Directions for this task ▸ The listing below holds a line with "compares the **real**" and a later line with "- Dot tokens". Write out those two lines and every line between them, exactly, and nothing else.

● ● ●

PR #2240, opened 2026-07-31
fixes #1987; show template calls as inlined frames when debugging

### LINKED ISSUE #1987: lengc/LLVM: template should appear as a function call during debugging

Redict:
Stepping over a template call jumps into the template's body in another file, with no frame to attribute it to. This carries the expansion's provenance to the debug backend, which turns it into DWARF `DISubprogram` + `inlinedAt`.

Rewritten to the filename encoding you asked for, so the `comesfrom` tag is gone: no node, no dispatcher branches, and #2255 is no longer needed. Expanded code gets a forged name:

```
__crucial\0setElem.0.foo\1foo.nim\115\0[]=.0.system\1system.nim\133\0system.nim
^prefix   ^--------- outermost ---------^ ^--------- innermost --------^ ^real
```

The chain is outermost-first, so its length is the inlining depth. Everything after the last NUL is the real file, which is what `realFile()` returns for every consumer that does not care about frames.

### Two things beyond the sketch

Each entry carries `<sym>\1<declfile>\1<declline>`, not just the symbol. The declaration site cannot be recovered downstream: a template decl does not survive into Leng, and the expanded code's own info points at wherever the body came from. Without it a frame for a template declared in the test file claimed to live in `system.nim`. This also makes the result better than the wrapper design, which could only reach the body's first statement and was one line off.

`\1` rather than `|` as the field separator, since Nim lets an operator be named `|`.

### Result

```nim
template setElem(x: ptr UncheckedArray[char]; i: int; elem: char) =
  x[i] = elem

proc run(p: ptr UncheckedArray[char]) =
  setElem(p, 0, 'H')
```

```llvm
!11 = distinct !DISubprogram(name: "setElem", file: !2, line: 15)
!12 = distinct !DISubprogram(name: "[]=", file: !7, line: 33)
!13 = !DILocation(line: 34, scope: !11, inlinedAt: !9)
!14 = !DILocation(line: 34, scope: !12, inlinedAt: !13)
```

`setElem` expands `[]=`, so the chain nests two deep, and each frame points at its own declaration.

### Cost

`system.nim`'s `.s.nif` grows 4.01%, from 63 distinct forged names covering every expansion in the module. Filenames are interned, so a chain is paid for once per distinct expansion rather than per token. I had assumed this would be much worse before measuring it.

### Four things had to learn about the encoding

- `visibilityModule` compares the **real** file. It judges private-field access by which module code was written in, and a forged name has its own FileId, so raw id comparison missed and `tfieldvisplugin` broke.
- `reporters.infoToStr` and the other path printers call `realFile`, or an error message leaks the encoding to the user.
- `(err ...)` subtrees are copied verbatim. Their dot tokens are the instantiation contexts behind `Trace: instantiation from here`; re-emitting them duplicated the trace for a template erroring inside another expansion (`tinvalidrecursion`).
- Dot tokens elsewhere keep their line info. `buildErr` stores the error contexts there, so dropping it silently lost every trace line.

The forge runs **after** the body is sem-checked, not before: a template called inside this one has already expanded and forged its own name by then, so the outer level prepends onto the existing chain and the order comes out outermost-first, which is what nesting `inlinedAt` needs.

One more constraint worth recording: nimony has no closures, so the pass cannot use captured locals. `hastur boot` is what catches that.

### Tests

`tests/llvmdebug`, a golden suite over the `.ll`'s debug metadata and the first tests for the debug backend. Two cases: the nested expansion above, and a `var` declared inside a template, where the `DILocalVariable` scope and its `DILocation` must agree or the verifier rejects the module. Both verified with `llvm-as`.

`hastur.mode = skip` since the LLVM backend cannot build the full stdlib yet; run with `hastur tests/llvmdebug`.

672/672 and `hastur boot`. `tvarargs.nif`, `tresemtype.nif` and `ttemplate.nif` are re-recorded: toplevel `echo` is a varargs template, so its expansion now carries a forged name.

### Not done

`intramodinliner` wraps inlined bodies in `(scope ...)` and has the same missing-`inlinedAt` bug. It can reuse this encoding as-is, since nothing about it is template-specific.


Araq:
Instead of `tmplbody` use the tag name `comesfrom`.

Redict:
Renamed, pushed as a fourth commit.

Better name than mine: it says the statements came from expanding something, without claiming what. `intramodinliner` has the same missing-`inlinedAt` bug and can reuse this tag as-is now, instead of choosing between a template-named tag and a second one.

Comments that read "the template's symbol" now say "the origin symbol" where the code isn't template-specific. `sem.nim`'s re-sem branch keeps the template wording, since that path genuinely is `semTemplateCall`'s.

Tag value stays 348. The `.ll` goldens are unchanged - the tag name never reaches DWARF. 644/644, llvmdebug 2/2.

Redict:
Rebased on master, resolving against my own `visOwner` change from #2230. It wraps `semExpr`; this one wraps the emitted statements, so they nest.

The rebase also surfaced a third pass with the same bug as `derefs`/`vl`: `shoggoth/cse` walked the wrapper as an expression and treated it as a hoist anchor. `useCpuRegisters` in `nifreader.nim` declares an `{.inject.} p` and loads `^p`, both inside the wrapper, so CSE hoisted the load above the declaration and stage 1 failed to compile itself with `'p_11' undeclared`. Fixed in the backend commit.

Worth noting `hastur boot` was the only thing that caught it - the 655-test suite was green.

CI then found a fourth: arkham, in the sibling `nativenif` repo, asserts on the tag in four passes of its own. Fixed in nim-lang/nativenif#95, which should land with or before this.

That is five passes across two repos, each found by breakage in a different suite, and all for the same reason: `(comesfrom SYM S*)` puts an operand where every generic walker expects a statement. `(pragmax pragmas body)` has the identical shape and paid the same tax years earlier - 9 hand-written special cases today. I have written up a proposal for a shared `OperandHeadedS` shape set plus a validator check so the next such tag costs nothing, and will file it separately rather than grow this PR further.

655/655 and boot pass locally.

Araq:
Sorry for this late change-of-mind but comesfrom should be a pure line-info carrying node that is the first child of the existing ExprX construct, this should simplify things quite a bit.

Redict:
A pure line-info leaf is clearly better than a wrapper, and it kills the whole operand-headed problem: nothing has to step over a leading symbol, so the 16 dispatcher branches and the four regressions all go away. #2255 becomes unnecessary.

Before I rewrite it, one thing does not fit and I would rather ask than guess.

`expr` is `NimonyExpr` only, not `NimonyStmt` (`doc/tags.md:278`, `(expr XS+ X)`), and there is no `ExprS`. But the expansions being marked are exactly the *void* ones, which sit in statement position. `semcall.nim` only wraps when `returnType.typeKind == VoidT`, precisely because a non-void expansion is an expression and `beforeCall` has to keep pointing at the value for `commonType`. In the current output that shows up as

```
(comesfrom@,e echo.0.
 (stmts@2,~6
  (stmts@2,1 (cmd write.1. (haddr@6 stdout.0.)"a"@1,5))
  ...
```

sitting directly among statements, holding `stmts`. So `(expr (comesfrom …) …)` cannot go where the marker is needed today without `expr` also becoming a statement kind.

Three readings, and I do not know which you mean:

1. **Make `expr` a statement kind too**, then a void expansion emits `(expr (comesfrom SYM) <stmts…>)`. Fits the "first child of the existing ExprX" wording literally. Touches every `of ExprX` site, though most already loop `while n.hasMore` over the children and treat only the last as the value.

2. **Keep it statement-position but as a leaf**, so `(comesfrom SYM)` is emitted as a sibling *before* the expanded statements rather than wrapping them. Line-info only, no nesting, nothing to descend into. This is the smallest change and gets the whole benefit, but it is not "first child of ExprX".

3. **Mark the call site instead of the expansion**, wrapping non-void expansions where an `(expr …)` already exists and dropping the void case for now.

I lean 2 if the goal is a pure line-info node, and 1 if `(expr …)` in statement position is something you want anyway. Which did you have in mind?

Worth flagging on cost either way: the tag's *value* is derived from its row index in `doc/tags.md`, so changing its shape re-records the `.nif` goldens regardless. That part is mechanical. What I want to avoid is rewriting it twice.

Separately, nim-lang/nativenif#95 is now guarded with `when declared(ComesfromS)` so arkham compiles against a nimony with or without the tag. That breaks the CI deadlock between the two repos independently of which shape wins here.

Araq:
There is a better design still. Capturing line information well was a first class criterion when designing NIF. All we need to do here is to forge a special filename that encodes the real filename as well as `const CrucialPrefix = __crucial\0` prefix (with a binary zero that filenames cannot contain otherwise)

Then LLVM etc can simply extract the comesfrom information by `n.info.filename.startsWith(CrucialPrefix)`. The rest of the compilation pipeline must keep line information as precise as possible but this is an existing requirement!

Redict:
This one removes the tag entirely, which takes #2255 with it. I checked the mechanism holds:

`needsEscape` is `c < ' ' or c in ControlChars` (`nifbuilder.nim:103`), so a `\0` in a filename serializes as `\00` and round-trips through text NIF. `bif.nim` writes filenames length-prefixed, so binary is fine too. The LLVM side already keys off `info.file`: `dbgLocationId` calls `getOrCreateDIFile(c, rawInfo.file)`, and `getOrCreateInlineSP` derives the frame's file and line from the expansion body's own info. Both would read the prefix instead of a pushed frame.

Two things a prefix alone does not carry.

The synthetic `DISubprogram` is named after the template and cached per `SymId`, so every call site of `echo` shares one frame instead of making a new one each time. A filename says the statements came from somewhere, not from what. Encoding the symbol into the forged name (`__crucial\0echo.0.\0<realfile>`) carries it, at one interned filename per expanded symbol per module. Otherwise the SP gets named after the file and loses per-template identity.

Nesting is the other. `setElem` expands `[]=`, so the goldens have `!13 -> inlinedAt !10 -> inlinedAt !7`, two levels, currently a stack of frames. With a flat filename the depth has to live in the encoding too or nested expansions collapse into one. `__crucial\0a\0__crucial\0b\0real.nim` would do it and is not pretty.

Neither is fatal, but both push toward encoding a small record in the filename, so I would rather have your call than my guess.

On keeping line information precise: it is an existing requirement, but it is not currently met on this path, and that is the real risk here. `hexer` and the Leng passes rewrite statements freely, and the info that reaches `lengc` for an expanded body is frequently the call site's, not the template body's. That is why the current patch carries provenance in a node instead of inferring it, and why `getOrCreateInlineSP` documents the body's own info as the only surviving source for the template's file and line. As a filename, every pass that reassigns info has to preserve the forged one, and a pass that substitutes the call site's info produces a frame pointing at the wrong file with nothing to catch it. The node form fails loudly instead.

Happy to build it either way. Since it is the third shape, I would rather pin the encoding down before re-recording the goldens again.

Araq:
Instead of `__crucial\0a\0__crucial\0b\0real.nim` use `__crucial\0a\0b\0real.nim` and then go for this solution because:

Statement-only inling expansion information is not good enough, we want to do this for every template expansion and expression producing templates are very common. This means that any explicit node-based solution would pay a heavy implementation price as expressions are more frequent than statements.

src/lib/nifcore.nim
```diff
@@ -673,6 +673,111 @@ proc lineInfoFile*(c: Cursor): string =
   let li = rawLineInfo(c)
   if li.file.isValid and c.pool != nil: c.pool.filenames[li.file] else: ""
 
+# ── expansion provenance encoded in the filename ─────────────────────────
```
Araq: Move all of this logic to a new module named `src/lib/comesfrom.nim`

src/nimony/templates.nim
```diff
@@ -98,6 +98,110 @@ proc expandTemplateImpl(c: var SemContext; dest: var TokenBuf;
...
+      # `reporters` prints as `Trace: instantiation from here`. Rewriting them
+      # duplicates the trace for a template that errors inside another
+      # expansion (`tests/nimony/templates/tinvalidrecursion.nim`).
+      dest.addSubtree src
+      skip src
+      return
+    dest.addParLe(cursorTagId(src), info)
+    src.into:
+      while src.hasMore: forgeReemit(f, dest, src)
+    dest.addParRi()
```
Araq:
```suggestion
     else:
      dest.addParLe(cursorTagId(src), info)
      src.into:
        while src.hasMore: forgeReemit(f, dest, src)
      dest.addParRi()
```

src/nimony/templates.nim
```diff
@@ -98,6 +98,110 @@ proc expandTemplateImpl(c: var SemContext; dest: var TokenBuf;
...
+  else:
+    # Idents and anything unstructured: copy verbatim, info and all.
+    dest.addSubtree src
+    skip src
+
+proc forgeExpansionInfo*(c: var SemContext; dest: var TokenBuf; start: int;
+                         origin: SymId; declInfo: NifLineInfo;
+                         callInfo: NifLineInfo) =
+  ## Rewrite the line info of everything `dest` gained from `start` onward so
+  ## it records that the code came from expanding `origin` (#1987).
```
Araq, line 171: What?! Why? Sounds terrible. Only the templates body's first token needs the comesfrom information.

Redict: I tried it. Forging only the body's first token gives zero inlined frames:

```
!5  = DISubprogram(name: "run2", ...)
!21 = DISubprogram(name: "X60Qini_0_ttewk27gl1", ...)
!49 = DISubprogram(name: "main", ...)
```

No `withTemp` subprogram, no `inlinedAt` anywhere, and `tests/llvmdebug` drops to 0/1. The forged name does reach the `.c.nif`, exactly one occurrence on the head, so nothing is losing it in the pipeline.

What breaks is the consumption side. The backend has no notion of a current node to inherit from: `setLoc` is called from 46 places, each reading `info` off whatever cursor that lowering happens to hold, and `emit` stamps `currentProc.dbgLoc` onto every instruction. An instruction lowered from the third statement of a template body therefore gets that statement's own info. With only the head marked, everything after the first instruction falls back to the enclosing proc and the frame collapses.

So head-only needs the backend to track the active expansion across a subtree walk, which is a frame stack in `lengc` - the wrapper node again, without the node. Your call which way to go; I did not want to guess a fourth time.

On the cost, since that is the part that sounded terrible: filenames are interned. All of `system.nim` comes to 63 distinct forged names covering 8897 token references, and the `.s.nif` grows 4.01%. The re-emit is a single pass over the expansion buffer at expansion time. Per distinct expansion, not per token.

Both review comments are in: the logic moved to `src/lib/comesfrom.nim`, and I took the `else:` branch. The committed version of it has `else:` one space too deep and does not compile - `templates.nim(145, 6) Error: invalid indentation` - so my commit fixes the indentation on top of yours.

src/lib/nifcore.nim
Redict: Done: `src/lib/comesfrom.nim`. It has no NIF dependency, just string handling, so `nifpools` and `nifcoreparse` re-export it and every consumer keeps reaching `realFile` without a separate import.

src/nimony/templates.nim
Araq: Make no sense to me, in the codegen `trExpr` before it recurses it checks for a comes-from line information, pushes it onto a stack or whatever and pops it later, bam, done, the backend has `DISubprogram` information.

Redict: Doing it that way. The stack in the walker means only the head of an expansion needs a forged name, so the per-token re-emit goes away and most of the size growth should go with it. I'll push once tests/llvmdebug passes again.

src/lib/comesfrom.nim
```diff
@@ -0,0 +1,114 @@
...
+  ## True when `fname` carries expansion provenance rather than being a plain
+  ## source path. Cheap enough to call per token: the `\0` at the end of the
+  ## prefix is checked first, and a real path never has one.
+  if fname.len <= CrucialPrefix.len: return false
+  if fname[CrucialPrefix.len - 1] != '\0': return false
+  for i in 0 ..< CrucialPrefix.len:
+    if fname[i] != CrucialPrefix[i]: return false
+  result = true
+
+proc forgeCrucialFile*(origins: openArray[CrucialOrigin];
```
Araq, line 56: Silly API causes a seq to be created and passed to this. Just export a `addCrucialInfo(dest: var string; ...)`  operation instead.

src/nimony/sem.nim
```diff
@@ -1002,8 +1002,17 @@ proc visibilityModule(c: SemContext; info: NifLineInfo): string =
...
+  ## The comparison is on the *real* file: an expansion's tokens carry a forged
+  ## filename recording where they came from (see `comesfrom`'s `CrucialPrefix`),
+  ## and a forged name has its own `FileId`, so matching raw ids would miss.
+  if c.visOwner.len == 0: return c.thisModuleSuffix
+  if not info.file.isValid: return c.thisModuleSuffix
+  let infoFile = realFile(pool.filenames[info.file])
   for i in countdown(c.visOwner.len-1, 0):
-    if c.visOwner[i].file == info.file.uint32:
+    let ownerId = FileId(c.visOwner[i].file)
+    if not ownerId.isValid: continue
```
Araq, line 1014: Use structured control flow.

src/nimony/templates.nim
```diff
@@ -98,6 +98,110 @@ proc expandTemplateImpl(c: var SemContext; dest: var TokenBuf;
...
+    return li
+  var forged = f.forgedOf.getOrDefault(li.file)
+  if forged == FileId(0):
+    let fname = pool.filenames[li.file]
+    # Prepend, not append: a template's body is sem-checked (and so any template
+    # *it* calls is expanded) before this outer expansion is forged, so the
+    # existing chain is always the inner levels. Outermost first is what the
+    # debug backend needs to nest `inlinedAt` correctly.
+    var origins = @[f.originEntry]
+    for o in crucialOrigins(fname): origins.add o
```
Araq, line 124: Stupid code only necessary because of the stupid `forgeCrucialFile` API.

src/nimony/templates.nim
```diff
@@ -98,6 +98,110 @@ proc expandTemplateImpl(c: var SemContext; dest: var TokenBuf;
...
+    # Info-carrying: `buildErr` records each instantiation context as a dot
+    # token whose line info is the call site, and `reporters` turns those into
+    # the `Trace: instantiation from here` lines. Dropping it loses them.
+    dest.addDotToken(info); inc src
+  else:
+    # Idents and anything unstructured: copy verbatim, info and all.
+    dest.addSubtree src
+    skip src
+
+proc forgeExpansionInfo*(c: var SemContext; dest: var TokenBuf; start: int;
```
Araq, line 167: Expensive logic for a feature nobody really benefits from.

Araq:
Expensive logic for every template expansion and templates are used frequently, even `>=` is one. I don't like slower compiles just because one backend, LLVM thinks it can significantly improve the debug experience when it doesn't. We don't even map closure environments properly yet to debug information.

Make the template forging opt-in, I don't want to pay the price for fantasy problems.

src/lib/comesfrom.nim
Redict: Gone. It is `addCrucialInfo(dest: var string; sym, declFile: string; declLine: int32)` now, appending one entry to the string being built, plus `crucialTail` for the part of an existing name that follows the prefix. Building a forged name is three appends onto `CrucialPrefix` with no seq anywhere, and prepending onto an existing chain no longer parses it back out first.

src/nimony/sem.nim
Redict: Done, single exit with a `while` and a `break`.

src/nimony/templates.nim
Redict: Gone with the API. The nested loop and the per-file `Table` were both there to feed the seq; with `addCrucialInfo` the whole thing is three appends onto a local string.

src/nimony/templates.nim
Redict: Opt-in now, `--inlineframes:on`, off by default. Without it `forgeExpansionInfo` returns before doing anything and a compile is byte-identical to one without this patch, which is what the three `nosystem` goldens went back to: they had been re-recorded when the marking was unconditional, and they are now the pre-patch versions again.

The cost when it is on also dropped a lot, because the walker stack meant only the head of an expansion needs a forged name instead of every token. On a file using `>=`, `..<` and `echo`, `.s.nif` grows 6.59% with the flag and 0% without it.

Fair on closures: they are not mapped, and I am not claiming this fixes debugging generally. It is one thing that was wrong, behind a flag that nobody pays for unless they ask.

Verified at 7362de38: `hastur all` 672/673 on Linux, `hastur boot` SUCCESS with stages 2 and 3 byte-identical, `tests/llvmdebug` 2/2. The single failure is `nosystem/ttemplate`, which fails the same way on the bare merge-base with none of this patch applied.

Redict:
Done, `--inlineframes:on`, default off. `forgeExpansionInfo` returns immediately without it, so a normal compile does no extra work and produces byte-identical output. The three `nosystem` goldens are back to their pre-patch versions to prove that.

Two things changed since the last push besides the flag.

Only the head token of an expansion carries a forged name now, not every token. The LLVM walker pushes the origin when it enters such a head and pops on the way out, so an instruction lowered from the middle of a template body still lands in the frame. That is what you described, and it works once the backend tracks the region rather than reading each token. `>=` is covered: the push is on `genExprLLVM` as well as `genStmtLLVM`.

`forgeCrucialFile` is gone, replaced by `addCrucialInfo` appending into a string, so the seq and the table that fed it are gone too.

Measured on a file using `>=`, `..<` and `echo`: `.s.nif` +6.59% with the flag on, 0% with it off.

Araq:
CI is red though, please take a look.

Redict:
> CI is red though, please take a look.

Fixed.

src/nimony/sem.nim
```diff
@@ -1018,10 +1018,20 @@ proc visibilityModule(c: SemContext; info: NifLineInfo): string =
...
   result = c.thisModuleSuffix
+  if c.visOwner.len > 0 and info.file.isValid:
+    let infoFile = realFile(pool.filenames[info.file])
+    var i = c.visOwner.len - 1
+    while i >= 0:
+      let ownerId = FileId(c.visOwner[i].file)
+      if ownerId.isValid and realFile(pool.filenames[ownerId]) == infoFile:
+        result = c.visOwner[i].module
+        break
+      dec i
```
Araq: Keep the cheap version too for when inlineframe are turned off.

src/nimony/templates.nim
```diff
@@ -119,6 +119,95 @@ proc expandTemplateImpl(c: var SemContext; dest: var TokenBuf;
   else:
     discard "ParRi/close (classic) or stray suffix (nifcore)"
 
+proc forgeExpansionInfo*(c: var SemContext; dest: var TokenBuf; start: int;
```
Araq, line 122: This whole machinery can be avoided or vastly simplified when the template expansion simply always produces a line information suffix for the first expanded node.

src/nimony/sem.nim
Redict: Done. The `FileId` compare is back as the default path; the `realFile` compare only runs under `--inlineframes:on`, which is the only way a forged name exists to miss on.

src/nimony/templates.nim
Redict: You are right, the loop was never needed. An expansion is a single value - a `(stmts ...)` for a statement template, one expression otherwise - so the first node's head already covers the whole body.

I instrumented it to be sure rather than reason about it: counting expansions that produced more than one top-level value across the whole test suite gives 0. Marking only the first node produces byte-identical `.s.nif` output, same 688 forged names on the benchmark file, and `tests/llvmdebug` still shows all three statements of a 3-statement template body inside the frame.

So the loop is gone. What is left is: read the head, decide whether to mark it, re-emit it once.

● ● ●

Task response ▸
- `visibilityModule` compares the **real** file. It judges private-field access by which module code was written in, and a forged name has its own FileId, so raw id comparison missed and `tfieldvisplugin` broke.
- `reporters.infoToStr` and the other path printers call `realFile`, or an error message leaks the encoding to the user.
- `(err ...)` subtrees are copied verbatim. Their dot tokens are the instantiation contexts behind `Trace: instantiation from here`; re-emitting them duplicated the trace for a template erroring inside another expansion (`tinvalidrecursion`).
- Dot tokens elsewhere keep their line info. `buildErr` stores the error contexts there, so dropping it silently lost every trace line.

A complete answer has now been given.